Give every entry again, exactly as it stands.

• • • • •

PR #3743, opened 2026-05-29
Fix reftek130 malformed eh header

athulpalliath:
Old REFTEK DAS firmware  sometimes wrote blank or scrambled 
fields in the EH packet binary header, causing ObsPy to raise a 
ValueError even though the DT packets containing actual waveform data 
are intact.

This PR makes two changes:
1. Adds fallback_sampling_rate parameter to _read_reftek130() and 
   to_stream() so users can specify the sampling rate when the EH 
   packet sampling_rate field cannot be parsed
2. Adds graceful handling in EHPacket.__init__ so malformed fields 
   are set to None with a warning instead of crashing

Tested on real data from REFTEK units deployed in the Koyna-Warna 
seismic network (India) circa 2006-2008.


megies:
This seems like curious edge cases, but then again, I don't think it will hurt much to add anyway.

Can you add a *small* example file, just a handful of reftek packets long would be ideal, that showcases the problem, and then also a short test case for the new functionality would be needed. Also changelog. All of this is part of the pull request template we put in place.

obspy/io/reftek/core.py
```diff
@@ -90,6 +91,15 @@ def _read_reftek130(filename, network="", location="", component_codes=None,
...
         permuted package sequence (showing the related warning message).
+    :type fallback_sampling_rate: float, optional
+    :param fallback_sampling_rate: Sampling rate to use if the sampling rate
+        field in the EH packet cannot be parsed (e.g. due to old firmware
+        writing malformed header fields). If None and the sampling rate cannot
+        be parsed, a Reftek130Exception is raised. Example usage::
+
+            >>> from obspy import read
+            >>> st = read("file.rt130", format="REFTEK130",
+            ...           fallback_sampling_rate=100.0)  # doctest: +SKIP
```
megies: The part with "Example usage: ... " and the code block can be removed. No need to show how to use a simple kwarg. Should be clear from the description. The builtin keyword None needs to go into double backticks for sphinx:
```
``None``
```

obspy/io/reftek/core.py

• • • • •

▶ _The completed task_:
PR #3743, opened 2026-05-29
Fix reftek130 malformed eh header

athulpalliath:
Old REFTEK DAS firmware  sometimes wrote blank or scrambled 
fields in the EH packet binary header, causing ObsPy to raise a 
ValueError even though the DT packets containing actual waveform data 
are intact.

This PR makes two changes:
1. Adds fallback_sampling_rate parameter to _read_reftek130() and 
   to_stream() so users can specify the sampling rate when the EH 
   packet sampling_rate field cannot be parsed
2. Adds graceful handling in EHPacket.__init__ so malformed fields 
   are set to None with a warning instead of crashing

Tested on real data from REFTEK units deployed in the Koyna-Warna 
seismic network (India) circa 2006-2008.


megies:
This seems like curious edge cases, but then again, I don't think it will hurt much to add anyway.

Can you add a *small* example file, just a handful of reftek packets long would be ideal, that showcases the problem, and then also a short test case for the new functionality would be needed. Also changelog. All of this is part of the pull request template we put in place.

obspy/io/reftek/core.py
```diff
@@ -90,6 +91,15 @@ def _read_reftek130(filename, network="", location="", component_codes=None,
...
         permuted package sequence (showing the related warning message).
+    :type fallback_sampling_rate: float, optional
+    :param fallback_sampling_rate: Sampling rate to use if the sampling rate
+        field in the EH packet cannot be parsed (e.g. due to old firmware
+        writing malformed header fields). If None and the sampling rate cannot
+        be parsed, a Reftek130Exception is raised. Example usage::
+
+            >>> from obspy import read
+            >>> st = read("file.rt130", format="REFTEK130",
+            ...           fallback_sampling_rate=100.0)  # doctest: +SKIP
```
megies: The part with "Example usage: ... " and the code block can be removed. No need to show how to use a simple kwarg. Should be clear from the description. The builtin keyword None needs to go into double backticks for sphinx:
```
``None``
```

obspy/io/reftek/core.py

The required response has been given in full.